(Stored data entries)
========

PR #2578, opened 2023-06-21
[PM-724] Pad activity result lock delay by 1s

mpbw2:
## Type of change
- [X] Bug fix
- [ ] New feature development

========

▶ What this task involves: Transcribe the data above in full, exactly as it appears.

▶ Problem solution:
PR #2578, opened 2023-06-21
[PM-724] Pad activity result lock delay by 1s

mpbw2:
## Type of change
- [X] Bug fix
- [ ] New feature development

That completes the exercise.